- **What to produce**:
Gather up every line from the entries below that uses the word "main".

----------------

Issue #2527, opened 2020-11-18
PDF thumbnailing handled unsafely


SammyIsConfused:
**Describe the bug**
When a PDF file is contributed it is sent to ImageMagick to generate a thumbnail. If the PDF is "broken" for any reason (garbage in the metadata, broken XREF table, any number of other common PDF abnormalities) then ImageMagick's PDF thumbnailing delegate GhostScript will try to "fix" the PDF. This can take a long time, or even hang indefinitely. When this happens it hammers the server CPU causing performance and stability issues.

**To Reproduce**

1. Start a contribution to a collection with an attachment control. 
2. Upload a broken PDF as the attachment.
3. Publish the item.
4. Wait for the thumbnailing process to start. 
5. Open Task Manager/System Monitor on the equella server. 
6. Find the `identify` and `gs` processes. Note that they are consuming a lot of CPU and do not close.
7. If waiting long enough, the node may even die and restart.

**Expected behavior**
The thumbnailing process should error out safely and not attempt again, should a problem like this occur. There should be some way of checking a PDF for problems before thumbnailing it - or at least having a configurable timeout to allow it to give up the attempt safely and automatically close the process.

**Platform:**

- OpenEquella Version: 6.6 onwards

PR #2566, opened 2020-11-29
Make sure that thumbnailing timeout kills both imagick and ghostscript

SammyIsConfused:
##### Checklist

##### Description of change
Related to #2527, the delegate `ghostscript` doesn't inherently close when imagemagick does. This PR ensures that when thumbnailing times out, any child processes of imagemagick are killed first. 

### DIFF
--- a/Platform/Plugins/com.tle.platform.common/src/com/tle/common/util/ExecUtils.java
+++ b/Platform/Plugins/com.tle.platform.common/src/com/tle/common/util/ExecUtils.java
@@ -23,7 +23,6 @@ import com.google.common.io.Closeables;
 import com.tle.common.Triple;
 import java.io.File;
 import java.io.IOException;
-import java.io.InputStream;
 import java.io.InputStreamReader;
 import java.io.Reader;
 import java.lang.reflect.Field;
@@ -56,67 +55,69 @@ public final class ExecUtils {
   }; //$NON-NLS-1$ //$NON-NLS-2$ //$NON-NLS-3$
 
   /**
-   * For a given Process ID, kill any child processes and then kill the process.
-   * Works on Unix only, as it leverages pgrep and kill commands.
+   * For a given Process ID, kill any child processes and then kill the process. Works on Unix only,
+   * as it leverages pgrep and kill commands.
+   *
    * @param pid The Process for which to terminate including it's direct children.
    */
-    public static void killLinuxProcessTree(int pid) {
-      try {
-        if (pid > 0) {
-          // get child process PIDs as strings
-          String[] children = getChildUnixProcessPids(pid);
-          // Kill child process(es)
-            for (String child : children) {
-              sendSigKill(Integer.parseInt(child));
-            }
-          // kill process itself
-          sendSigKill(pid);
+  public static void killLinuxProcessTree(int pid) {
+    try {
+      if (pid > 0) {
+        // get child process PIDs as strings
+        String[] children = getChildUnixProcessPids(pid);
+        // Kill child process(es)
+        for (String child : children) {
+          sendSigKill(Integer.parseInt(child));
         }
-      } catch (Exception e) {
-        LOGGER.warn("Process Kill failed. Process may be left hanging",e);
+        // kill process itself
+        sendSigKill(pid);
       }
+    } catch (Exception e) {
+      LOGGER.warn("Process Kill failed. Process may be left hanging", e);
     }
+  }
 
   /**
-   * Runs pgrep -P for a given Process ID,
-   * to get a list of child processes as Process IDs.
+   * Runs pgrep -P for a given Process ID, to get a list of child processes as Process IDs.
+   *
    * @param pid The parent process ID to check for child processes.
    * @return String[] An array of process IDs for the children of pid. Can be empty.
    */
-    public static String[] getChildUnixProcessPids(int pid){
-      try {
-        Process getChildPid = Runtime.getRuntime().exec("pgrep -P " + pid);
-        getChildPid.waitFor();
-        StringBuilder childPid = new StringBuilder();
-        if (getChildPid.exitValue() == 0) {
-          CharStreams.copy(new InputStreamReader(getChildPid.getInputStream()), childPid);
-        }
-        getChildPid.destroy();
-        return childPid.toString().replaceAll("\n", "").split(" ");
-      }catch(Exception e){
-        LOGGER.error("Error getting child processes for: " + pid, e);
+  public static String[] getChildUnixProcessPids(int pid) {
+    try {
+      Process getChildPid = Runtime.getRuntime().exec("pgrep -P " + pid);
+      getChildPid.waitFor();
+      StringBuilder childPid = new StringBuilder();
+      if (getChildPid.exitValue() == 0) {
+        CharStreams.copy(new InputStreamReader(getChildPid.getInputStream()), childPid);
       }
-      return new String[]{};
+      getChildPid.destroy();
+      return childPid.toString().replaceAll("\n", "").split(" ");
+    } catch (Exception e) {
+      LOGGER.error("Error getting child processes for: " + pid, e);
     }
+    return new String[] {};
+  }
 
   /**
    * Creates a process which then sends a SIGKILL signal to a given process.
+   *
    * @param pid the Process ID of the process to kill.
    * @return the exitValue of the SIGKILL process (not the process being killed)
    */
-    public static int sendSigKill(int pid){
-      try {
-        Process sigKill = Runtime.getRuntime().exec("kill -9 " + pid);
-        sigKill.waitFor();
-        int returnValue = sigKill.exitValue();
-        sigKill.destroy();
-        return returnValue;
-      }catch(Exception e){
-        LOGGER.error("killing process " + pid + " failed.",e);
-      }
-      //shouldn't get here
-      return -1;
+  public static int sendSigKill(int pid) {
+    try {
+      Process sigKill = Runtime.getRuntime().exec("kill -9 " + pid);
+      sigKill.waitFor();
+      int returnValue = sigKill.exitValue();
+      sigKill.destroy();
+      return returnValue;
+    } catch (Exception e) {
+      LOGGER.error("killing process " + pid + " failed.", e);
     }
+    // shouldn't get here
+    return -1;
+  }
   /**
    * Gets the PID of a given process.
    *
@@ -224,10 +225,11 @@ public final class ExecUtils {
       proc.waitFor(durationInSeconds, TimeUnit.SECONDS);
       if (!stdErr.isFinished() || !stdOut.isFinished()) {
         String platform = determinePlatform();
-        if(platform.equals(PLATFORM_LINUX) || platform.equals(PLATFORM_LINUX64)) {
+        if (platform.equals(PLATFORM_LINUX) || platform.equals(PLATFORM_LINUX64)) {
           killLinuxProcessTree(pid);
-        }else{
-          LOGGER.debug("Platform not yet supported for process tree kill. Processes may be left hanging");
+        } else {
+          LOGGER.debug(
+              "Platform not yet supported for process tree kill. Processes may be left hanging");
         }
         throw new InterruptedException();
       }
--- a/Platform/Plugins/com.tle.platform.common/src/com/tle/common/util/ExecUtils.java
+++ b/Platform/Plugins/com.tle.platform.common/src/com/tle/common/util/ExecUtils.java
@@ -86,6 +86,10 @@ public final class ExecUtils {
       StringBuilder childPid = new StringBuilder();
       if (getChildPid.exitValue() == 0) {
         CharStreams.copy(new InputStreamReader(getChildPid.getInputStream()), childPid);
+      } else {
+        StringBuilder errorOutput = new StringBuilder();
+        CharStreams.copy(new InputStreamReader(getChildPid.getErrorStream()), errorOutput);
+        LOGGER.debug("getChildPid function did not run properly.\n" + errorOutput);
       }
       getChildPid.destroy();
       return childPid.toString().replaceAll("\n", "").split(" ");
@@ -106,6 +110,15 @@ public final class ExecUtils {
       Process sigKill = Runtime.getRuntime().exec("kill -9 " + pid);
       sigKill.waitFor();
       int returnValue = sigKill.exitValue();
+      if (sigKill.exitValue() == 0) {
+        StringBuilder successOutput = new StringBuilder();
+        CharStreams.copy(new InputStreamReader(sigKill.getInputStream()), successOutput);
+        LOGGER.debug("Output of kill function: " + successOutput);
+      } else {
+        StringBuilder errorOutput = new StringBuilder();
+        CharStreams.copy(new InputStreamReader(sigKill.getErrorStream()), errorOutput);
+        LOGGER.debug("kill function did not run properly.\n" + errorOutput);
+      }
       sigKill.destroy();
       return returnValue;
     } catch (IOException | InterruptedException e) {
--- a/Platform/Plugins/com.tle.platform.common/src/com/tle/common/util/ExecUtils.java
+++ b/Platform/Plugins/com.tle.platform.common/src/com/tle/common/util/ExecUtils.java
@@ -79,10 +79,11 @@ public final class ExecUtils {
    */
   public static Optional<int[]> getChildUnixProcessPids(int pid) {
     Optional<int[]> pids = Optional.empty();
+    StringBuilder childPid = new StringBuilder();
     try {
       Process getChildPid = Runtime.getRuntime().exec("pgrep -P " + pid);
       getChildPid.waitFor();
-      StringBuilder childPid = new StringBuilder();
+
       if (getChildPid.exitValue() == 0) {
         CharStreams.copy(new InputStreamReader(getChildPid.getInputStream()), childPid);
       } else {
--- a/Platform/Plugins/com.tle.platform.common/src/com/tle/common/util/ExecUtils.java
+++ b/Platform/Plugins/com.tle.platform.common/src/com/tle/common/util/ExecUtils.java
@@ -23,14 +23,17 @@ import com.google.common.io.Closeables;
 import com.tle.common.Triple;
 import java.io.File;
 import java.io.IOException;
+import java.io.InputStream;
 import java.io.InputStreamReader;
 import java.io.Reader;
+import java.lang.reflect.Field;
 import java.net.URL;
 import java.net.URLDecoder;
 import java.util.Arrays;
 import java.util.HashMap;
 import java.util.List;
 import java.util.Map;
+import java.util.Optional;
 import java.util.StringTokenizer;
 import java.util.concurrent.TimeUnit;
 import org.slf4j.Logger;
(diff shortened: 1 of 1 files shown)


Platform/Plugins/com.tle.platform.common/src/com/tle/common/util/ExecUtils.java
```diff
@@ -52,6 +55,71 @@
     "", ".exe", ".bat"
   }; //$NON-NLS-1$ //$NON-NLS-2$ //$NON-NLS-3$
 
+  /**
+   * Creates a process which will then kill a given process and it's child processes on Linux.
+   * arg[0] should be the PID of the main process you want to terminate.
+   */
+  public static class LinuxKill {
+    public static void main(String[] args) {
```
edalex-ian, line 63: I gather this must be following an example, as there is no need for this setup here. It can just be a stand-alone static method like the others in this class. Probably with a signature like: `public static void killLinuxProcessTree(int pid)`

Platform/Plugins/com.tle.platform.common/src/com/tle/common/util/ExecUtils.java
```diff
@@ -130,10 +198,12 @@ public static ExecResult execWithTimeLimit(
           createProcess(cmdarray, additionalEnv, dir);
       LOGGER.debug("Started timed process");
       final Process proc = cp.getFirst();
+      String pid = Long.toString(getPidOfProcess(proc).orElse(0L));
       final StreamReader stdOut = cp.getSecond();
       final StreamReader stdErr = cp.getThird();
       proc.waitFor(durationInSeconds, TimeUnit.SECONDS);
       if (!stdErr.isFinished() || !stdOut.isFinished()) {
+        LinuxKill.main(new String[] {pid});
```
edalex-ian, line 206: Should you check first you're running on linux?

Platform/Plugins/com.tle.platform.common/src/com/tle/common/util/ExecUtils.java
```diff
@@ -52,6 +55,71 @@
...
+          // get child process PIDs as string
+          Process getChildPid = Runtime.getRuntime().exec("pgrep -P " + args[0]);
+          getChildPid.waitFor();
+          StringBuilder childPid = new StringBuilder();
+          if (getChildPid.exitValue() == 0) {
+            InputStream procIn = getChildPid.getInputStream();
+            int c = 0;
+            while ((c = procIn.read()) != -1) {
+              childPid.append((char) c);
+            }
```
edalex-ian, line 75: Couple of things here.

1. you may wish to consider using `CharStreams.copy(new InputStremReader(getChildPid.getInputStream(), childPid);`; and
2. What if you get multiple PIDs back? Are they find coming back with new lines and getting fed to the following `exec`?

Platform/Plugins/com.tle.platform.common/src/com/tle/common/util/ExecUtils.java
```diff
@@ -52,6 +55,71 @@
...
+          }
+
+          // Kill child process(es)
+          Process childKillProc = Runtime.getRuntime().exec("kill -9 " + childPid);
+          childKillProc.waitFor();
+          if (childKillProc.exitValue() == 0) {
+            LOGGER.debug("Child processes terminated: " + childPid);
+          }
```
edalex-ian, line 83: So if it returns non-zero, it won't throw an exception (I gather). So the catch block wont be triggered and nothing will be logged (or noted).

Platform/Plugins/com.tle.platform.common/src/com/tle/common/util/ExecUtils.java
```diff
@@ -52,6 +55,71 @@
...
+
+          // kill process itself
+          Process proc = Runtime.getRuntime().exec("kill -9 " + args[0]);
+          int exitVal = proc.waitFor();
+          LOGGER.debug("Exit value: " + exitVal); // often 1 under Ubuntu 12.10
```
edalex-ian, line 88: Your comment is confusing me. Above you check to see that `kill -9` returns zero. Then here you're saying it could return 1. Which is it?

Also, be good here to do the same as the above and check the result.

And arguably this code is the same as the above and should be in it's own method, perhaps: `static void int sendSigKill(int pid)`. Could encapsulate waiting and logging, but then ultimately still return the exit code.

Platform/Plugins/com.tle.platform.common/src/com/tle/common/util/ExecUtils.java
```diff
@@ -52,6 +55,71 @@
...
+
+          proc.destroy();
+          childKillProc.destroy();
+          getChildPid.destroy();
+        }
+      } catch (Exception e) {
+        LOGGER.warn("Process Kill failed. Process may be left hanging");
```
edalex-ian, line 95: Be good to know why it failed. (Also, slight change in capitalisation.)

```suggestion
        LOGGER.warn("Process kill failed. Process may be left hanging. " + e.getMessage());
```

Platform/Plugins/com.tle.platform.common/src/com/tle/common/util/ExecUtils.java
```diff
@@ -52,6 +55,71 @@
...
+
+    try {
+      if (p.getClass().getName().equals("java.lang.UNIXProcess")) {
+        Field f = p.getClass().getDeclaredField("pid");
+        f.setAccessible(true);
+        pid = Optional.of(f.getLong(p));
+        f.setAccessible(false);
+      }
+    } catch (Exception e) {
+      return pid;
```
edalex-ian, line 118: What exceptions get thrown here? Could be good to be more targetted, and to log what happened.

Platform/Plugins/com.tle.platform.common/src/com/tle/common/util/ExecUtils.java
```diff
@@ -52,6 +55,71 @@
...
+    }
+    return pid;
```
edalex-ian, line 120: Seems awkward to have the two `return` statements right next to each other. Would a `finally` block perhaps be a better fit?

Platform/Plugins/com.tle.platform.common/src/com/tle/common/util/ExecUtils.java
```diff
@@ -52,6 +55,71 @@
...
+          getChildPid.destroy();
+        }
+      } catch (Exception e) {
+        LOGGER.warn("Process Kill failed. Process may be left hanging");
+      }
+    }
+  }
+
+  /**
+   * Gets the PID of a given process.
```
edalex-ian, line 101:
```suggestion
   * Gets the process ID (PID) of a given *nix process.
```

Platform/Plugins/com.tle.platform.common/src/com/tle/common/util/ExecUtils.java
```diff
@@ -52,6 +55,71 @@
...
+   * @param p The Process of which to get the PID.
+   * @return An Optional long. If not on Linux, or if the PID declared field is not available, the
+   *     value will be empty.
+   */
+  public static synchronized Optional<Long> getPidOfProcess(Process p) {
+    Optional<Long> pid = Optional.empty();
+
+    try {
+      if (p.getClass().getName().equals("java.lang.UNIXProcess")) {
+        Field f = p.getClass().getDeclaredField("pid");
```
edalex-ian, line 112: What's the difference with say Windows? As those processes also have IDs, is it simply a case of a different name for the field?

edalex-ian (changes requested):
Heya @SammyIsConfused 

Good work sticking through the difficulties here. A few things to tidy up and consider.

Obviously we're first focusing on Linux, but still not a bad idea to ponder the Windows situation too for any quick wins - like the process ID.

BTY.

Platform/Plugins/com.tle.platform.common/src/com/tle/common/util/ExecUtils.java
SammyIsConfused: No unfortunately, not with Java 8. With 9, you can just `process.pid();` I've been looking into it, the ID is not a field in a Windows Process. Other solutions include: 

- Using JNA (com.sun.jna) https://stackoverflow.com/a/43426878 but that requires us to install new dependencies
- Calling `tasklist` (windows command to get all running process IDs) before starting the process and again after, and using the diff of the two to find the new PIDs (I don't like this idea, if another process just happened to start between the two checks that could be a false positive)

Once we have a Windows PID however, killing it and it's child processes is not too difficult with `taskkill`. But targeting the right process is where it gets tricky. 

Another complication is that I have no dev environment for Windows (testing installers yes, but debugging a dev environment no).  So making it work for Windows would probably take too long (at least for 2020.2).

Platform/Plugins/com.tle.platform.common/src/com/tle/common/util/ExecUtils.java
SammyIsConfused: I tried that, but apparently the inspector has a problem with having a return within a finally block. 

>'return' inside 'finally' block 
 Inspection info: Reports return statements inside of finally blocks. While occasionally intended, such return statements may mask exceptions thrown, and tremendously complicate debugging.

Platform/Plugins/com.tle.platform.common/src/com/tle/common/util/ExecUtils.java
SammyIsConfused: So that comment was left over from an [example](https://askubuntu.com/questions/222604/killing-processes-from-java) that I was editing to suit me. In my testing, it returns 0. But apparently it can return 1 according to the SO link, so I'm unsure. 
Either way I have refactored, and removed the comment.

Platform/Plugins/com.tle.platform.common/src/com/tle/common/util/ExecUtils.java
edalex-ian: I see it's now refactored to simply use the default return with `pid`. Much better.

Platform/Plugins/com.tle.platform.common/src/com/tle/common/util/ExecUtils.java
```diff
@@ -52,6 +54,104 @@
...
+      StringBuilder childPid = new StringBuilder();
+      if (getChildPid.exitValue() == 0) {
+        CharStreams.copy(new InputStreamReader(getChildPid.getInputStream()), childPid);
+      } else {
+        StringBuilder errorOutput = new StringBuilder();
+        CharStreams.copy(new InputStreamReader(getChildPid.getErrorStream()), errorOutput);
+        LOGGER.debug("getChildPid function did not run properly.\n" + errorOutput);
+      }
+      getChildPid.destroy();
+      return childPid.toString().replaceAll("\n", "").split(" ");
```
edalex-ian, line 95: IShould that be:

```suggestion
      return childPid.toString().replaceAll("\n", " ").split(" ");
```

SammyIsConfused: Ah yup, you're right. I had assumed that it prints them all on one line space-separated and then ends with \n. But testing it now I see that it has \n after each one.

Platform/Plugins/com.tle.platform.common/src/com/tle/common/util/ExecUtils.java
```diff
@@ -52,6 +54,104 @@
...
   }; //$NON-NLS-1$ //$NON-NLS-2$ //$NON-NLS-3$
 
+  /**
+   * For a given Process ID, kill any child processes and then kill the process. Works on Unix only,
+   * as it leverages pgrep and kill commands.
+   *
+   * @param pid The Process for which to terminate including it's direct children.
+   */
+  public static void killLinuxProcessTree(int pid) {
+    if (pid > 0) {
```
edalex-ian, line 64: Rather than silently doing nothing, how about invert this logic:

```java
if(pid < 1) {
  throw new IllegalArgumentException("Process ID should be greater than 0");
}
```

Platform/Plugins/com.tle.platform.common/src/com/tle/common/util/ExecUtils.java
```diff
@@ -52,6 +54,104 @@
...
+      // get child process PIDs as strings
+      String[] children = getChildUnixProcessPids(pid);
+      // Kill child process(es)
+      for (String child : children) {
+        sendSigKill(Integer.parseInt(child));
+      }
```
edalex-ian, line 70: The way you're having to use this highlights a few issues with the below methods. Really, you'd expect the methods to support something like:

```java
getChildUnixProcessPids(pid)
  .ifPresent(pids ->
    sendSigKill(pids));
```

Comments which follow have this in mind.

Platform/Plugins/com.tle.platform.common/src/com/tle/common/util/ExecUtils.java
```diff
@@ -52,6 +54,104 @@
...
+      // kill process itself
+      sendSigKill(pid);
+    }
+  }
+
+  /**
+   * Runs pgrep -P for a given Process ID, to get a list of child processes as Process IDs.
+   *
+   * @param pid The parent process ID to check for child processes.
+   * @return String[] An array of process IDs for the children of pid. Can be empty.
```
edalex-ian, line 80: If 'Can be empty' how about return an `Optional`? You'd then reap the benefits hoped for above, plus your method signature than flags this without the need for a comment.

Platform/Plugins/com.tle.platform.common/src/com/tle/common/util/ExecUtils.java
```diff
@@ -52,6 +54,104 @@
...
+      StringBuilder childPid = new StringBuilder();
+      if (getChildPid.exitValue() == 0) {
+        CharStreams.copy(new InputStreamReader(getChildPid.getInputStream()), childPid);
+      } else {
+        StringBuilder errorOutput = new StringBuilder();
+        CharStreams.copy(new InputStreamReader(getChildPid.getErrorStream()), errorOutput);
+        LOGGER.debug("getChildPid function did not run properly.\n" + errorOutput);
+      }
+      getChildPid.destroy();
+      return childPid.toString().replaceAll("\n", " ").split(" ");
```
edalex-ian, line 95: It's expected that this method would return an array of numbers (PIDs) not strings. Keep in mind the above suggestion for an `Optional` it'd be good if you also streamed across the strings to transform them to Integers. Something like:

```java
Arrays.stream(childPid...split(" "))
  .stream()
  .mapToInt(s -> Integer.parseInt(s))
  .toArray();
```

Platform/Plugins/com.tle.platform.common/src/com/tle/common/util/ExecUtils.java
```diff
@@ -52,6 +54,104 @@
...
+    return new String[] {};
+  }
+
+  /**
+   * Creates a process which then sends a SIGKILL signal to a given process.
+   *
+   * @param pid the Process ID of the process to kill.
+   * @return the exitValue of the SIGKILL process (not the process being killed)
+   */
+  public static int sendSigKill(int pid) {
```
edalex-ian, line 108: Seeing `kill` has a definition of:

```
kill [options] <pid> [...]
```

It'd make sense to allow this to support a list of PIDs too:

```suggestion
  public static int sendSigKill(int[] pid) {
```

That also then supports your use case of killing potentially multiple PIDs. If you did also want to support the form of taking a single PID (which I'm not sure you have a use for here), then you could add an overload that does the transform simply to an array and chain to this method.

Platform/Plugins/com.tle.platform.common/src/com/tle/common/util/ExecUtils.java
```diff
@@ -52,6 +54,104 @@
...
+        CharStreams.copy(new InputStreamReader(sigKill.getErrorStream()), errorOutput);
+        LOGGER.debug("kill function did not run properly.\n" + errorOutput);
+      }
+      sigKill.destroy();
+      return returnValue;
+    } catch (IOException | InterruptedException e) {
+      LOGGER.error("killing process " + pid + " failed.", e);
+    }
+    // shouldn't get here
+    return -1;
```
edalex-ian, line 128: If you should get here, should you perhaps ensure that by adding a line to your above catch to throw or rethrow?

Platform/Plugins/com.tle.platform.common/src/com/tle/common/util/ExecUtils.java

----------------

- **Solution to this task**:
+   * arg[0] should be the PID of the main process you want to terminate.
+    public static void main(String[] args) {
+        LinuxKill.main(new String[] {pid});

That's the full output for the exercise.